In September 2024, the U.S. government inexplicably granted a visa to Zarif himself during the U.N. General Assembly despite him being sanctioned and not being a sitting president or foreign minister. Curiously while in Manhattan, Zarif spent much of his time on a media tour, giving multiple interviews, so much so that he did not even accompany his boss President Masoud Pezeshkian during his engagements.
Over the last two months alone, as President Trump prepared to assume power, Foreign Affairs and The Economist published essays by Zarif, CNN interviewed him at the World Economic Forum at Davos last week, NBC News traveled to Iran to interview Pezeshkian, and so did Sky News to interview Foreign Minister Abbas Araghchi. This speaks to a concerted Iranian effort to manipulate Western public opinion so that they perceive Tehran as being open to meaningful dialogue, diplomacy, “win-win” solutions, and engagement with “mutual respect.” But despite the soaring rhetoric and grand promises, the Iranian officials whom Western media are interviewing hold no real decision-making power in Tehran. This is all to lure the U.S. government into an endless diplomatic process to thwart the invocation of the U.N. snapback sanctions mechanism, as it expires in October, and pressure when Iran is likely not prepared to make the level of concessions necessary to satisfy U.S. and European leaders.
This also forms the basis of an adversary information operation as it will cause other Western analysts amplify its messaging to advocate for diplomacy with Iran. For example, after Zarif’s Foreign Affairs piece went live where he dangled that Iran is “ready for equal-footed negotiations on the nuclear deal—and potentially more,” the magazine then published another essay by a prominent American commentator who cited Zarif’s piece as evidence that a broader diplomatic arrangement with Iran—that encompasses its nuclear program and regional posture—is possible, especially after the damage it has suffered in recent months from Israeli military operations. However, a close reading of the positions espoused by real Iranian decision-makers—like the supreme leader and the IRGC—would suggest that is fanciful. In fact, the Wall Street Journal reported Iran in talks in Geneva in January rejected European efforts to include its ballistic missile program as a part of any future negotiations under the Trump administration with Tehran.

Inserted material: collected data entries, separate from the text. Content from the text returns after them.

PR #337, opened 2026-07-10
Forward recompute flags to the bridge provider; two hybrid model fixes

yuchenwang3:
Three small fixes needed to run a hybrid Mamba + attention + MoE model (NemotronH) through the megatron-bridge path.

- `model_provider.py`: the bridge-built provider only copies a fixed allowlist of args (TP/PP/CP/EP/...), so `--recompute-*` never reaches it and activation recompute is silently disabled. On a large hybrid MoE that leaves all expert activations resident and OOMs. Forward the recompute args so they take effect.

- `model.py`: `MambaModel.forward` has no `loss_mask` kwarg (GPTModel does), which raises at the first train step. Drop the kwarg when the model's forward does not accept it.

- `ray/rollout.py`: blank `PYTORCH_CUDA_ALLOC_CONF` for the vLLM engines. `expandable_segments:True` (set on the trainer to reduce fragmentation) breaks vLLM's custom all-reduce CUDA IPC, so engines fail to start unless the allocator stays at default.

### DIFF
--- a/vime/backends/megatron_utils/model.py
+++ b/vime/backends/megatron_utils/model.py
@@ -627,12 +627,17 @@ def train_one_step(
             # vime-patch: mcore MambaModel.forward (hybrid NemotronH) has no
             # loss_mask kwarg (GPTModel does). Drop it when unsupported; loss
             # masking happens in vime's own loss fn, not the model.
-            import inspect as _inspect
-
             _m = model
             while hasattr(_m, "module"):
                 _m = _m.module
-            if "loss_mask" not in _inspect.signature(_m.forward).parameters:
+            # Signature does not change during training, so compute once and cache.
+            accepts_loss_mask = getattr(_m, "_vime_forward_accepts_loss_mask", None)
+            if accepts_loss_mask is None:
+                import inspect
+
+                accepts_loss_mask = "loss_mask" in inspect.signature(_m.forward).parameters
+                _m._vime_forward_accepts_loss_mask = accepts_loss_mask
+            if not accepts_loss_mask:
                 forward_kwargs.pop("loss_mask", None)
 
             if batch["multimodal_train_inputs"] is not None:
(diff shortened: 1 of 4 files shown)


yuchenwang3:
Thanks for the review. Addressed all three: the forward-signature check is now computed once and cached on the model instead of per step, the recompute args use `getattr` with defaults, and the allocator config now only strips `expandable_segments` rather than clearing everything else.

aoshen02:
Could you take a look at this pr https://github.com/yuchenwang3/vime/pull/1? I think miles has already fix this problem, we can just migrate.

yuchenwang3:
Thanks @aoshen02 — merged yuchenwang3/vime#1 into this branch. The PR now carries miles' full `_apply_bridge_runtime_config()` (parallelism / numerics / recompute / offload / fp8 / MoE groups) instead of my field-by-field whitelist, so the two bridge integrations stay in sync. The `pg_collection` forwarding in `wrapped_bridge_provider` also fixes the PP>1 `provide()` path for hybrid Mamba models (NemotronH), which was the second fix here. Ready for another look.

aoshen02:
pre-commit failed, please go through the cpu test and we can enabled the gpu test here in CI

yuchenwang3:
@aoshen02 rebased onto today's main (the branch was old enough to carry a stale `.buildkite/pipeline.yml`, which is likely what tripped pre-commit). The diff is back to exactly the four intended files and `pre-commit run` passes on all of them locally (ruff / autoflake / isort / black). CPU test should be good to go — please re-trigger when you get a chance.

aoshen02:
> @aoshen02 rebased onto today's main (the branch was old enough to carry a stale `.buildkite/pipeline.yml`, which is likely what tripped pre-commit). The diff is back to exactly the four intended files and `pre-commit run` passes on all of them locally (ruff / autoflake / isort / black). CPU test should be good to go — please re-trigger when you get a chance.

I just did it lol

PR #332, opened 2026-07-10
refactor(vllm): use native IPC engine for colocated weight sync

miracle0517:
## Summary

Replace VIME's custom colocated IPC weight-sync implementation with the native weight transfer engines provided by vLLM and vLLM-Ascend.

This removes the manual IPC handle gathering, serialization, and worker-side chunk loading path while aligning colocated weight updates with vLLM's native `/update_weights` lifecycle.

## What changed

- Use  `NPUIPCWeightTransferEngine` on Ascend to send colocated weights.
- Route native `update_info` payloads through `VLLMEngine.update_weights` and vLLM's `/update_weights` endpoint.
- Initialize the native weight transfer engine once when colocated rollout engines are connected.
- Use the native `start_weight_update` / `finish_weight_update` state machine with checkpoint-format loading.
- Remove the custom:
  - trainer-rank IPC gather groups
  - IPC handle merging and serialization helpers
  - `update_weights_from_tensor` / `update_weights_chunk` RPC path
  - colocated worker-side tensor reconstruction logic
- Retain the Ascend worker compatibility patches for MoE expert weight loaders and rotary embeddings.
- Update unit tests to cover the native CUDA/NPU IPC transfer flow and isolate optional dependency stubs between test modules.

## Why

The previous implementation duplicated functionality already supported by vLLM's native IPC transfer engines and required VIME to maintain custom GPU-slot gathering, IPC handle reconstruction, and worker RPC code.

Using the native transfer path reduces VIME-specific integration code and keeps colocated weight synchronization aligned with upstream vLLM and vLLM-Ascend behavior.

## Testing

- [x] `pytest tests/unit/backends/megatron_utils/update_weight/test_update_weight_from_tensor.py -q`
- [x] `pytest tests/unit/backends/vllm_utils/test_vllm_engine.py -q`
- [x] Pre-commit formatting and lint checks
- [x] End-to-end Qwen3-4B colocated training on Ascend NPU

PR #345, opened 2026-07-13
refactor(vllm): use native IPC engine for colocated weight sync

miracle0517:
## Summary

1.Replace VIME's custom colocated IPC weight-sync implementation with the native weight transfer engines provided by vLLM and vLLM-Ascend.
This removes the manual IPC handle gathering, serialization, and worker-side chunk loading path while aligning colocated weight updates with vLLM's native /update_weights lifecycle.

2.Fix fused MoE weight shape mismatches during layerwise reload on Ascend NPU.

## What changed

- Use  `NPUIPCWeightTransferEngine` on Ascend to send colocated weights.
- Route native `update_info` payloads through `VLLMEngine.update_weights` and vLLM's `/update_weights` endpoint.
- Initialize the native weight transfer engine once when colocated rollout engines are connected.
- Use the native `start_weight_update` / `finish_weight_update` state machine with checkpoint-format loading.
- Remove the custom:
  - trainer-rank IPC gather groups
  - IPC handle merging and serialization helpers
  - `update_weights_from_tensor` / `update_weights_chunk` RPC path
  - colocated worker-side tensor reconstruction logic
- Retain the Ascend worker compatibility patches for MoE expert weight loaders and rotary embeddings.
- Update unit tests to cover the native CUDA/NPU IPC transfer flow and isolate optional dependency stubs between test modules.

## Why

1.The previous implementation duplicated functionality already supported by vLLM's native IPC transfer engines and required VIME to maintain custom GPU-slot gathering, IPC handle reconstruction, and worker RPC code.
Using the native transfer path reduces VIME-specific integration code and keeps colocated weight synchronization aligned with upstream vLLM and vLLM-Ascend behavior.

2.vLLM-Ascend may reload fused MoE weights with a transposed layout. Direct copying causes `npu_grouped_matmul` shape errors, while skip wake up transpose can solve it.

## Testing

- [x] `pytest tests/unit/backends/megatron_utils/update_weight/test_update_weight_from_tensor.py -q`
- [x] `pytest tests/unit/backends/vllm_utils/test_vllm_engine.py -q`
- [x] Pre-commit formatting and lint checks
- [x] End-to-end Qwen3-4B colocated training on Ascend NPU
- [x] `pytest tests/unit/backends/megatron_utils/update_weight/test_update_weight_from_tensor.py -q`
- [x] End-to-end Qwen3-30B-A3B colocated training on Ascend NPU

Comparison of reward and train_rollout_logprob_abs_diff curves between colocated and non-colocated training：
image
image

### DIFF
--- a/vime/backends/megatron_utils/update_weight/update_weight_from_tensor.py
+++ b/vime/backends/megatron_utils/update_weight/update_weight_from_tensor.py
@@ -1,27 +1,18 @@
 """
-Colocated vLLM weight sync (trainer + worker)
-=============================================
-
-Trainer: ``UpdateWeightFromTensor`` — Megatron → HF chunks → CUDA IPC (Ray).
-
-Worker: ``vLLMColocateWorkerExtension`` — passed to ``vllm serve`` via
-``--worker-extension-cls``; patches IPC receive before handle deserialisation.
-
-https://docs.vllm.ai/en/stable/examples/rl/rlhf_ipc/
+Colocated vLLM weight sync using native IPC transfer engines.
 """
 
 from __future__ import annotations
 
 import os
 from argparse import Namespace
-from collections.abc import Callable, Iterable, Mapping, Sequence
-from typing import Any
+from collections.abc import Callable, Mapping, Sequence
+from dataclasses import asdict
 
 import ray
 import torch
 import torch.distributed as dist
 from megatron.core import mpu
-from ray import ObjectRef
 from ray.actor import ActorHandle
 
 from vime.utils.common import is_npu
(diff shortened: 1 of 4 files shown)


CalvinXKY:
Title/body only cover the MoE transpose, but commit 38f431a is a large native-IPC refactor. Please expand the description so reviewers don’t miss the weight-sync rewrite. 
And close #332.

vime/backends/megatron_utils/update_weight/update_weight_from_tensor.py
```diff
@@ -36,169 +27,6 @@
 )
 
 
-def _patch_npu_colocate_worker() -> None:
-    """Skip layerwise_reload in NPUWorker weight-update hooks (colocate OOM fix)."""
```
CalvinXKY, line 40: Please call out in the PR that this intentionally re-enables native layerwise on NPU (previously skipped for OOM). Any memory regress vs the old skip path?

CalvinXKY:
With native IPC, rank0 now fans out one merged-UUID payload to all colocated engines. Confirmed OK for multi-engine colocate, not only single-engine 30B?

vime/backends/megatron_utils/update_weight/update_weight_from_tensor.py
miracle0517: > Please call out in the PR that this intentionally re-enables native layerwise on NPU (previously skipped for OOM). Any memory regress vs the old skip path?

We conducted a comparative experiment on Qwen3-30B. The peak memory usage of the new version compared to the old version is 35.51 GB vs. 34.89 GB, with a difference within 1.78%

miracle0517:
> With native IPC, rank0 now fans out one merged-UUID payload to all colocated engines. Confirmed OK for multi-engine colocate, not only single-engine 30B?

uuid is generated in npu_ipc_engine( physical_npu_id = npu_generate_uuid() = f"{get_ip()}-{physical_device}"),   so it is unique. And it is tested ok in multi-engine colocate。

CalvinXKY:
@miracle0517 @momo609

momo609:
LGTM

momo609 (approved):

Meihan-chen (commented):
TODO / follow-up (post-merge, non-blocking). This PR bundles a common-path refactor together with the NPU delta, which breaks the ascend fork's is_npu isolation and makes the eventual trunk merge harder to separate.

- The switch to vLLM's native /update_weights engine — VLLMEngine.update_weights, removal of the custom update_weights_chunk path, and the is_checkpoint_format default flip — is not NPU-specific; CUDA benefits too. It should land as its own trunk PR rather than ride along here.
- Only the genuinely NPU-specific parts (NPUIPCWeightTransferEngine selection, MoE transpose skip in wake_up, rotary patch) belong behind is_npu.
- Rule of thumb: if removing the is_npu guard would change CUDA behavior, it's a common change and belongs on trunk.

Will track as a follow-up item; flagging here so it isn't lost.

PR #346, opened 2026-07-14
[Megatron][Bridge] Port miles' full runtime-config forwarding to bridge provider

aoshen02:
## Summary

#337 fixed one dropped field (`recompute_*`) in the bridge path's args→provider copy in `model_provider.py`. Comparing against `miles`' equivalent (`miles/backends/megatron_utils/model_provider.py`), that whitelist is much narrower than what miles already forwards — this PR ports miles' `_apply_bridge_runtime_config()` helper wholesale so the two integrations stay in sync, instead of re-discovering each dropped field one bug report at a time.

- Replaces the inline whitelist with `_apply_bridge_runtime_config(provider, args)`, ported from miles, grouped by category (parallelism / loss-sequence / numerics / recompute / offload / comm-overlap / fp8 / attention backend / MoE) with miles' original comments.
- Also ports miles' `pg_collection` forwarding: PP>1 paths in some `megatron.bridge` providers (e.g. `mamba_provider`, needed for hybrid Mamba/attention models like NemotronH — the same model family #337 targets) read `self._pg_collection.pp` during `provide()`. Without forwarding it, those paths hit `AttributeError`. vime didn't have this at all.
- Unifies vime's separate actor/critic bridge-provider closures into one `wrapped_bridge_provider` so both get the same `config`/`pg_collection` handling (miles doesn't split actor/critic for the bridge path at all; this keeps vime's critic support while still getting the same fix).
- Kept vime's own `gradient_accumulation_fusion` field, which miles doesn't forward.

## Caveat — please verify before merging

This environment has no GPU / `megatron` / `megatron.bridge` importable, so I could only verify statically (syntax, `ruff`, `black`) plus cross-checking field names against vime's own existing unconditional usages elsewhere in the repo:
- `calculate_per_token_loss`, `deterministic_mode`, `tp_comm_overlap` are already accessed unconditionally elsewhere in `vime/backends/megatron_utils/` (`loss.py`, `initialize.py`), so these are confirmed safe.
- `attention_softmax_in_fp32`, `fp32_residual_connection`, `cpu_offloading_num_layers`, `distribute_saved_activations`, `fp8`, `fp8_recipe`, `attention_backend` are standard `megatron.training.arguments` fields per miles' usage, but I could not independently confirm they resolve on `args` in this environment — please run this through CI / a real bridge training config before merging.

## Testing

- `python -m ast` parse, `ruff check`, `black --check` on the changed file (all pass)
- No GPU/CI run performed here — relying on this repo's CI + reviewer's own hardware for the actual bridge path

### DIFF
--- a/vime/backends/megatron_utils/model.py
+++ b/vime/backends/megatron_utils/model.py
@@ -627,12 +627,17 @@ def train_one_step(
             # vime-patch: mcore MambaModel.forward (hybrid NemotronH) has no
             # loss_mask kwarg (GPTModel does). Drop it when unsupported; loss
             # masking happens in vime's own loss fn, not the model.
-            import inspect as _inspect
-
             _m = model
             while hasattr(_m, "module"):
                 _m = _m.module
-            if "loss_mask" not in _inspect.signature(_m.forward).parameters:
+            # Signature does not change during training, so compute once and cache.
+            accepts_loss_mask = getattr(_m, "_vime_forward_accepts_loss_mask", None)
+            if accepts_loss_mask is None:
+                import inspect
+
+                accepts_loss_mask = "loss_mask" in inspect.signature(_m.forward).parameters
+                _m._vime_forward_accepts_loss_mask = accepts_loss_mask
+            if not accepts_loss_mask:
                 forward_kwargs.pop("loss_mask", None)
 
             if batch["multimodal_train_inputs"] is not None:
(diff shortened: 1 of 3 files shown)


aoshen02:
Re-targeting: this should be a PR against #337's own branch (yuchenwang3:yuchen/forward-recompute-and-hybrid-fixes), not directly against main. Closing this one and opening the correctly-targeted PR instead.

Likewise, when Iranian officials are interviewed by Western media outlets, they are not subjected to aggressive cross examinations. Interviewers will ask about Tehran’s bloodstained record but will then not challenge the Iranian functionary when he engages in lies and disinformation. For example, in Pezeshkian’s NBC News interview, he denied that Iran had ever attempted to assassinate President Trump despite the supreme leader posting a video simulation and posters of Mr. Trump being targeted on his golf course on Khamenei’s social media channels. Yet NBC’s Lester Holt never confronted Pezeshkian with such evidence.
CNN likewise did not challenge Zarif this week after he called well-documented Iranian assassination plots against a former U.S. national security advisor “bogus” and claimed Iran did not know about the October 7 massacre in Israel by Hamas when there is evidence of foreknowledge. The appearance in Davos resembled more of a speech than an interview.
This is not to argue that Western media should never interview Iranian officials. But it becomes problematic when it happens repeatedly, and their propaganda goes unchallenged. With Iranian officials likely eyeing another invitation to the prestigious Munich Security Conference, from which they have been disinvited in the past, as it prepares to convene in February, the organizers should learn from the experience in Davos and refuse to host Iranian officials.
Jason M. Brodsky is the policy director of United Against Nuclear Iran (UANI).